GALLERY: Brock community unites to remember missing and murdered Indigenous women and girls

As she looked around the room, Robyn Bourgeois was overcome by emotion.

Brock’s Vice-Provost, Indigenous Engagement felt tears welling up as she stood before a packed Pond Inlet to deliver not only a message demanding justice for missing and murdered Indigenous women, girls and two-spirit people, but also a challenge to the University and wider community.

“I’m asking folks to make a commitment to contribute in one way or another to making meaningful change in this society,” Bourgeois said. “Indigenous women and girls continue to go missing every day. This cannot continue.”

She called on the individuals to think about what they can do personally to address violence against Indigenous women and girls, asking them to commit to that action for the coming year.

Tuesday’s gathering was part of a weeklong initiative that strives to honour the lives of missing and murdered Indigenous women, girls and two-spirit people. The event featured a traditional song from Bourgeois as well as art displays and workshops, which saw participants make beaded medicine pouches, Métis sash bookmarks, beaded red dress earrings and seal skin bracelets.

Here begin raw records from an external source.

PR #61, opened 2019-06-09
feat(core): add support for mapping raw DB results via EM.map()

### LINKED ISSUE #56: Use 3rd party query builder
It would be awesome to be able to use custom QueryBuilder like https://knexjs.org/. It has a lot of cool features, migration support, seeding, etc.

B4nan:
Closes #56


stalniy:
Awesome! Thanks!

PR #80, opened 2019-07-25
MikroORM v3

B4nan:
**Progress**
- [x] Change `autoFlush` default value to `false` #63
- [x] Use knex as query runner #64
- [x] Enable connection pooling #64
- [x] Rework schema generator to use knex #81
- [x] Remove deprecated 1:m `fk` parameter #87
- [x] Move `MetadataStorage.getClassName()` to `NamingStrategy` #15
- [x] Use instance of metadata instead of global storage #91
- [x] Add onInit lifecycle hook #83
- [x] Support virtual property getters #82
- [x] Support multiple conditions in JOINs #70
- [x] Add entity generator based on current db schema #78, #98 
- [x] Implement schema updates #97
- [x] Add basic CLI tool #101, #102
- [x] Improve logging - add namespaces, colors and highlighting #108, #109
- [x] Support for read replica connections #77, #116 
- [x] Add `Reference<T>` wrapper to allow better type checking of m:1 and 1:1 references #107, #117 
- [x] Add support for MariaDB #110, #120
- [x] Add `findOneOrFail` method to entity manager and repository #133, #142 
- [x] Add debug CLI command to ease debugging of ORM's configuration #136
- [x] Allow logging full query including params #155
- [x] Add type-safe way to define relationships #146
- [x] Validate one to one relationship metadata #149 
- [x] Auto-wire missing references from owner to inverse side #149 
- [x] Allow populating all relationships via passing `populate: true` #160 
- [x] Add `findAndCount()` to EM and repository interface #123 
- [x] Allow querying by relationships #157 
- [x] Add support for eager loading #168
- [x] Improve typing of FilterQuery #124, #193
- [x] Rework IEntity interface and entity definition #171, #193
- [x] Allow mapping results of query builder to entities directly
- [x] Add support for bundling via Webpack #196, #200
- [x] Allow using composite PK in M:N pivot tables #121, #204
- [x] Do not require `entity` attribute in collection decorators #207
- [x] Add support for migrations via umzug #209
- [x] Add migrations support to CLI #209
- [x] Add support for enums via `@Enum()` #215, #232 
- [x] Add support for create/drop database #237
- [x] Add `ReflectMetadataProvider` #240
- [ ] Add support for user defined indexes via `@Index()` #226
- [ ] Support searching by regexp in query builder

**Documentation**
- [x] autoFlush
- [x] new schema generator API
- [x] entity generator
- [x] CLI
- [x] virtual properties
- [x] new naming strategy api (`getClassName()`)
[...]

PR #84, opened 2019-08-06
WIP: Fix for using globs

NickBolles:
This fixes issues with using globs for entity dirs

<details> 
  <summary><h3>Click here for all of my investigation / rambling</h3></summary>
   <span>

```
0|server  | Error saving recipe TypeError: Cannot read property 'name' of undefined
0|server  |     at Function.className (/home/coder/project/packages/server/node_modules/mikro-orm/dist/utils/Utils.js:156:28)
0|server  |     at MongoConnection.getCollectionName (/home/coder/project/packages/server/node_modules/mikro-orm/dist/connections/MongoConnection.js:153:26)
0|server  |     at MongoConnection.getCollection (/home/coder/project/packages/server/node_modules/mikro-orm/dist/connections/MongoConnection.js:19:36)
0|server  |     at MongoConnection.insertOne (/home/coder/project/packages/server/node_modules/mikro-orm/dist/connections/MongoConnection.js:84:28)
0|server  |     at MongoDriver.nativeInsert (/home/coder/project/packages/server/node_modules/mikro-orm/dist/drivers/MongoDriver.js:33:32)
0|server  |     at ChangeSetPersister.persistEntity (/home/coder/project/packages/server/node_modules/mikro-orm/dist/unit-of-work/ChangeSetPersister.js:37:37)
0|server  |     at ChangeSetPersister.persistToDatabase (/home/coder/project/packages/server/node_modules/mikro-orm/dist/unit-of-work/ChangeSetPersister.js:20:20)
0|server  |     at UnitOfWork.commitChangeSet (/home/coder/project/packages/server/node_modules/mikro-orm/dist/unit-of-work/UnitOfWork.js:200:35)
0|server  |     at processTicksAndRejections (internal/process/task_queues.js:86:5)
```

I added a log for 

https://github.com/B4nan/mikro-orm/blob/master/lib/connections/MongoConnection.ts#L181-L184
```
  private getCollectionName(name: EntityName<IEntity>): string {
    name = Utils.className(name);
    console.log(this.metadata)
    return this.metadata[name] ? this.metadata[name].collection : name;
  }
```
```
0|server  |   Recipe:
0|server  |    { properties:
0|server  |       { _id: [Object],
0|server  |         createdAt: [Object],
0|server  |         updatedAt: [Object],
0|server  |         name: [Object],
0|server  |         description: [Object] },
0|server  |      primaryKey: '_id',
0|server  |      path:
0|server  |       '/home/coder/project/packages/server/src/Recipe/entities/recipe.entity.ts',
0|server  |      name: 'Recipe',
0|server  |      constructorParams: [],
0|server  |      extends: undefined },
```

This fails because there is an entry in metadata for the entity, but the collection property isn't set. 

### Workaround? Maybe?

If I specify the collection on the entity
```typescript
@Entity({ collection: "Recipe" })
export class Recipe {
//...
```
Here's the metadata now
```
0|server  |   Recipe:
0|server  |    { properties:
0|server  |       { _id: [Object],
0|server  |         createdAt: [Object],
0|server  |         updatedAt: [Object],
0|server  |         name: [Object],
0|server  |         description: [Object] },
0|server  |      primaryKey: '_id',
0|server  |      path:
0|server  |       '/home/coder/project/packages/server/src/Recipe/entities/recipe.entity.ts',
0|server  |      collection: 'Recipe',
0|server  |      name: 'Recipe',
0|server  |      constructorParams: [],
0|server  |      extends: undefined },
```

But then I get another error:
```
Error saving recipe TypeError: Cannot read property 'name' of undefined
0|server  |     at Function.fromMergeWithoutPK (/home/coder/project/packages/server/node_modules/mikro-orm/dist/utils/ValidationError.js:49:68)
0|server  |     at EntityValidator.validatePrimaryKey (/home/coder/project/packages/server/node_modules/mikro-orm/dist/entity/EntityValidator.js:55:43)
0|server  |     at EntityManager.merge (/home/coder/project/packages/server/node_modules/mikro-orm/dist/EntityManager.js:154:20)
0|server  |     at UnitOfWork.commitChangeSet (/home/coder/project/packages/server/node_modules/mikro-orm/dist/unit-of-work/UnitOfWork.js:203:17)
0|server  |     at processTicksAndRejections (internal/process/task_queues.js:86:5
```

https://github.com/B4nan/mikro-orm/blob/master/lib/entity/EntityValidator.ts#L66-L70
```typescript
  validatePrimaryKey<T extends IEntityType<T>>(entity: EntityData<T>, meta: EntityMetadata): void {
    if (!entity || (!entity[meta.primaryKey] && !entity[meta.serializedPrimaryKey])) {
      throw ValidationError.fromMergeWithoutPK(meta);
    }
  }
```

Here's my entity (console.logged from EntityRepository#GetRepository) It doesn't have an _id, so it fails this check.

```
0|server  |   Recipe {
0|server  |   createdAt: 2019-08-01T17:09:13.160Z,
0|server  |   updatedAt: 2019-08-01T17:09:13.160Z,
0|server  |   name: 'My Recipe',
0|server  |   description: 'Some cool recipe Created: 1564679353160' }
```

## More Logs!!!

```
0|server  | Getting Unit of work: 
0|server  | Insert one into :  Recipe string
0|server  | Get Collection Name for:  Recipe string
0|server  | Get Collection Name for classname:  Recipe string
0|server  | metdata:  true { BaseEntity:
0|server  |    { properties: { _id: [Object], createdAt: [Object], updatedAt: [Object] },
0|server  |      primaryKey: '_id',
0|server  |      path:
0|server  |       '/home/coder/project/packages/server/src/shared/entities/BaseEntity.ts' },
0|server  |   Recipe:
0|server  |    { properties:
0|server  |       { _id: [Object],
0|server  |         createdAt: [Object],
0|server  |         updatedAt: [Object],
0|server  |         name: [Object],
0|server  |         description: [Object] },
0|server  |      primaryKey: '_id',
0|server  |      path:
0|server  |       '/home/coder/project/packages/server/src/Recipe/entities/recipe.entity.ts',
0|server  |      collection: 'Recipe',
0|server  |      name: 'Recipe',
0|server  |      constructorParams: [],
0|server  |      extends: undefined },
0|server  |   User:
0|server  |    { properties:
0|server  |       { username: [Object],
0|server  |         allServices: [Object],
0|server  |         emails: [Object],
0|server  |         deactivated: [Object],
0|server  |         recipes: [Object] },
0|server  |      path:
0|server  |       '/home/coder/project/packages/server/src/User/entities/user.entity.ts',
0|server  |      name: 'User',
0|server  |      constructorParams: [],
0|server  |      extends: 'BaseEntity' } }
0|server  | CollectionName:  Recipe string
0|server  | Get Collection Name for:  Recipe string
0|server  | Get Collection Name for classname:  Recipe string
0|server  | metdata:  true { BaseEntity:
0|server  |    { properties: { _id: [Object], createdAt: [Object], updatedAt: [Object] },
0|server  |      primaryKey: '_id',
0|server  |      path:
0|server  |       '/home/coder/project/packages/server/src/shared/entities/BaseEntity.ts' },
0|server  |   Recipe:
0|server  |    { properties:
0|server  |       { _id: [Object],
0|server  |         createdAt: [Object],
0|server  |         updatedAt: [Object],
0|server  |         name: [Object],
0|server  |         description: [Object] },
0|server  |      primaryKey: '_id',
0|server  |      path:
0|server  |       '/home/coder/project/packages/server/src/Recipe/entities/recipe.entity.ts',
0|server  |      collection: 'Recipe',
0|server  |      name: 'Recipe',
0|server  |      constructorParams: [],
0|server  |      extends: undefined },
0|server  |   User:
0|server  |    { properties:
0|server  |       { username: [Object],
0|server  |         allServices: [Object],
0|server  |         emails: [Object],
0|server  |         deactivated: [Object],
0|server  |         recipes: [Object] },
0|server  |      path:
0|server  |       '/home/coder/project/packages/server/src/User/entities/user.entity.ts',
0|server  |      name: 'User',
0|server  |      constructorParams: [],
0|server  |      extends: 'BaseEntity' } }
0|server  | Merging Entity Recipe {
0|server  |   createdAt: 2019-08-01T17:27:29.960Z,
0|server  |   updatedAt: 2019-08-01T17:27:29.963Z,
0|server  |   name: 'My Recipe',
0|server  |   description: 'Some cool recipe Created: 1564680449959',
0|server  |   __primaryKey: 5d4321011bb0124e0584efed }  With data undefined
0|server  | Entity Classname is  My Recipe string metadata:  false undefined
0|server  | Throwing merge without PK for entity undefined and Meta undefined
0|server  | Error saving recipe TypeError: Cannot read property 'name' of undefined
0|server  |     at Function.fromMergeWithoutPK (/home/coder/project/packages/server/node_modules/mikro-orm/dist/utils/ValidationError.js:49:68)
0|server  |     at EntityValidator.validatePrimaryKey (/home/coder/project/packages/server/node_modules/mikro-orm/dist/entity/EntityValidator.js:60:37)
0|server  |     at EntityManager.merge (/home/coder/project/packages/server/node_modules/mikro-orm/dist/EntityManager.js:164:20)
0|server  |     at UnitOfWork.commitChangeSet (/home/coder/project/packages/server/node_modules/mikro-orm/dist/unit-of-work/UnitOfWork.js:203:17)
0|server  |     at processTicksAndRejections (internal/process/task_queues.js:86:5)
```

### Stack
It looks like that got us a little further (modified it in node_modules)

but now we get this error (again)
```
Error saving recipe TypeError: Cannot read property 'name' of undefined
    at Function.fromMergeWithoutPK (/home/coder/project/packages/server/node_modules/mikro-orm/dist/utils/ValidationError.js:49:68)
    at EntityValidator.validatePrimaryKey (/home/coder/project/packages/server/node_modules/mikro-orm/dist/entity/EntityValidator.js:55:43)
    at EntityManager.merge (/home/coder/project/packages/server/node_modules/mikro-orm/dist/EntityManager.js:139:24)
    at UnitOfWork.commitChangeSet (/home/coder/project/packages/server/node_modules/mikro-orm/dist/unit-of-work/UnitOfWork.js:192:25)
    at processTicksAndRejections (internal/process/task_queues.js:86:5)
```

This is called from
https://github.com/B4nan/mikro-orm/blob/master/lib/unit-of-work/UnitOfWork.ts#L240-L244

### Conclusion 1

**EntityManager#merge - When creating an entity with data only `const recipe = await this.recipeRepository.create({ ...recipeInput, description });` it will be called with the data, which won't be an entity, which won't have an ID and will fail merge**

# Problem two
If I use new Recipe, Object.assign and then persistAndFlush, it correctly creates an ID in the __primaryKey property. But still doesn't work
```
Merging Entity Recipe {
0|server  |   createdAt: 2019-08-01T17:41:46.322Z,
0|server  |   updatedAt: 2019-08-01T17:41:46.325Z,
0|server  |   name: 'My Recipe',
0|server  |   description: 'Some cool recipe Created: 1564681306322',
0|server  |   __primaryKey: 5d43245aec82af4f3c8a569c }  With data undefined
0|server  | Entity Classname is  My Recipe string metadata:  false undefined
0|server  | Throwing merge without PK for entity undefined and Meta undefined
```

```typescript
const recipe = new Recipe();
    const description = recipeInput.description + " Created: " + Date.now();
    Object.assign(recipe, recipeInput, { description });
    // const recipe = await this.recipeRepository.create({ ...recipeInput, description });
    console.log("before persist and flush recipe", recipe, "typeof", typeof recipe);
    await this.recipeRepository.persistAndFlush(recipe);
    console.log("after persist and flush recipe", recipe);
    recipe.description = "goo";
    console.log("after set description recipe", recipe);
    try {
      await this.recipeRepository.persistAndFlush(recipe);
    } catch (e) {
      console.log("Error saving recipe", e);
    }
    console.log("Recipe Saved", recipe);
    return recipe;
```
PR #126, opened 2019-09-19
[docs] add postgres to toc

lookfirst:
(sorry i missed this, maybe there is some way to re-use the toc and the sidebar?)


B4nan:
I was looking into that but I didn't find an easy way. One possibility would be to drop the homepage toc and use the sidebar there as well, but sidebar has to be defined as html so links are not working before actual build... 

I was also looking into different ways of creating the website, ideally with some tool that would allow versioning of docs, but for now there are more important things to work on :]

PR #128, opened 2019-09-19
[fix] validateOptions not considering entitiesDirsTs

lookfirst:
also updated the code to wrap and error message to be a bit less confusing and friendly.

### DIFF
--- a/lib/utils/Configuration.ts
+++ b/lib/utils/Configuration.ts
@@ -149,8 +149,11 @@ export class Configuration {
       throw new Error('No database specified, please fill in `dbName` option');
     }
 
-    if (this.options.entities.length === 0 && this.options.entitiesDirs.length === 0 && this.options.warnWhenNoEntities) {
-      throw new Error('No entities found, please use `entities` or `entitiesDirs` option');
+    if (this.options.warnWhenNoEntities && 
+        this.options.entities.length === 0 && 
+        this.options.entitiesDirs.length === 0 && 
+        this.options.entitiesDirsTs.length === 0) {
+      throw new Error('All of the `entities`, `entitiesDirs` and `entitiesDirsTs` options are empty. Maybe you forget to define this in the configuration?');
     }
   }
 


lookfirst:
Maybe also consider adding options.isValid() or some such...

B4nan:
`entitiesDirsTs` is optional, you always have to define `entitiesDirs` or `entities`, if you omit `entitiesDirsTs`, then all your project source files will be searched (based on your `tsconfig.json`).

maybe we could highlight that in docs somewhere

B4nan:
> Maybe also consider adding options.isValid() or some such...

Well options is just a POJO, and this code is inside a validation method already. Although its not public, but the validation happens automatically from the constructor (with possibility to disable it).

lookfirst:
I'm so confused.

B4nan:
`entitiesDirsTs` is currently just a way to make entity discovery faster. during this process, TS metadata provider tries to read missing types, e.g. when you define m:1 like this:

```typescript
@ManyToOne()
prop: PropType;
```

Then there is no information about the type being `PropType` in the runtime (which is needed). What TS metadata provider does is that it tries to find the TS source file for given entity, reads its properties and their types via reflection (`ts-morph`) and fills what's missing. 

When you whitelist folders with your entity source files via `entitiesDirsTs`, then `ts-morph` will search only thru those, otherwise it reads your `tsconfig.json` and searches all possible source files defined there. 

Another way is to simply fill the type manually, either via `type` or via `entity` callback:

```typescript
@ManyToOne({ type: 'PropType' })
prop: PropType;

@ManyToOne({ entity: () => PropType })
prop: PropType;
```

Then the whole TS metadata provider just validates that there is no type missing and `ts-morph` is not involved, so there is no actual need for `entitiesDirsTs`.

There are some words about this here: https://mikro-orm.io/metadata-cache/. Although it could be definitely also somewhere else, some 'internals explained' section maybe.

lookfirst:
Maybe a different name for that variable would make sense.

PR #129, opened 2019-09-19
add example with sqlite

lookfirst:


B4nan:
is this really true? i thought the filename can be pretty much any filename, regardless its extension (i would expect it to allow also files without extensions)

lookfirst:
when i had it without the suffix...

[Error: SQLITE_CANTOPEN: unable to open database file] {
  errno: 14,
  code: 'SQLITE_CANTOPEN'
}

lookfirst:
try it in the little test project i just uploaded

B4nan:
that sounds more like a permissions issue, will give it a try but it sounds really strange, especially when i was not able to find that in sqlite driver docs.

lookfirst:
what permissions? i'm on an osx mac and running in my account. adding .db fixed the issue.

B4nan:
I don't know what your error is about, but all tests are passing on my machine if I omit the extension or change it to something else (tried `.ext`).

B4nan:
Tried your example project, and it fails with that error for database `test`, but `test123` works... Guess why - you already have something called `test` in your root directory - its the `test` directory :]

lookfirst:
HAHAHAHAHAHAHA

PR #154, opened 2019-09-22
[fix] pg defaultClientURL is missing an s

lookfirst:
I can't tell which one it should be, it just seems like postgre seems wrong. =)

https://node-postgres.com/features/connecting
https://github.com/iceddev/pg-connection-string#usage


B4nan:
Next time please try to add some meaningful commit/PR message, it took me some time to realise what you changed (without looking at the diff). 

Also would be nice if you follow contributing guidelines, especially this line:

> Commit your changes using a descriptive commit message that follows defined commit message conventions. Adherence to these conventions is necessary because release notes are automatically generated from these messages.

I am using squash&merge so I will still have final control over the commit message, but I want to see something I can just reformat, instead of coming up with a meaningful sentence of what you did :]

Note about tests - this project has 100% code coverage (all lines and branches are covered). That pretty much means every change you do will cause tests to fail. Would be good if you set up the project and run tests locally before pushing changes (but feel free to use CI for that, I don't care as long as its just small change like this, but once you see tens on broken tests, that is really something you need to fix locally first).

lookfirst:
100% code coverage doesn't mean the code is correct. ;-)

I'll work to do better for you, but I will say that the first thing I do is look at the code since that is the source of truth for anything. 

After doing this open source thing solid for 20+ years now, I'm less of a commit nazi. Better things to worry about.

B4nan:
> 100% code coverage doesn't mean the code is correct. ;-)

That is not what I said. All I said is that is usually means you will need to change tests too, not just the code :]

> Better things to worry about.

Well sure, but without good commit messages it's hard to collaborate :] Reading code is slower/harder that reading good commit message.

lookfirst:
It is literally a one line change and actually I read code pretty fast.

B4nan:
> It is literally a one line change and actually I read code pretty fast.

Sure, I am not talking about this particular PR. Still commit message is not just for me or you, but for every user. It will be also used in changelog. 

(again that does not really applies to this particular PR, as I will make it `chore` or `refactor` commit anyway that will not get into changelog)

lookfirst:
Also, your tests require mongodb to be running. Not going to run that, sorry.

B4nan:
> Also, your tests require mongodb to be running. Not going to run that, sorry.

Not a fan of docker?

lookfirst:
Not on OSX. I only run it if I absolutely have to. Also seems like a lot of overhead to just run something that brew runs just fine.

lookfirst:
I'm less of a fan of mongo, despite one of my best friends working for monogo from almost day one. =) Aggregation queries and lack of proper transactions, sucks. Might as well use postgres which supports that, jsonb and more.

lookfirst:
`PostgreSqlDriver`

missing an s in a lot of places.

B4nan:
> `PostgreSqlDriver`
> 
> missing an s in a lot of places.

Where exactly? It is PostgreSQL, so the driver is called `PostgreSqlDriver`. Or what do you mean?

lookfirst:
Oh, you're right! always thought it was with an s! My apologies and bad. =)

B4nan:
Can you please fix that failing test so we can merge this?

`tests/EntityManager.postgre.test.ts:94:40`

j:
@lookfirst ps, mongo does have transaction support for a while now as well as the aggregation framework and some cool aggregation framework rollup functionality in the next version :P

We process millions of pre-aggregated reports and it's super snappy.

lookfirst:
@j Cool man. Glad it is working for you. For me, I wouldn't go back to it. Postgres does everything mongo does, and more.

PR #2045, opened 2021-07-19
Typo

janacm:


B4nan:
same as with the other PR, your change would affect only the 4.5 docs and would be forgotten when new docs are released. please fix it in the `docs/docs` too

Empty red dresses will remain on display inside and outside of Brock’s main campus and the Marilyn I. Walker School of Fine and Performing Arts in downtown St. Catharines until Friday, Feb. 17.

The REDress Project began as an art installation by Métis artist Jaime Black at the University of Winnipeg in 2011 to signify the loss of thousands of Indigenous women, girls and two-spirit, lesbian, gay, trans, bisexual, queer, questioning, intersex and asexual (2SLGTBQQIA) people over the past 40 years to colonial violence.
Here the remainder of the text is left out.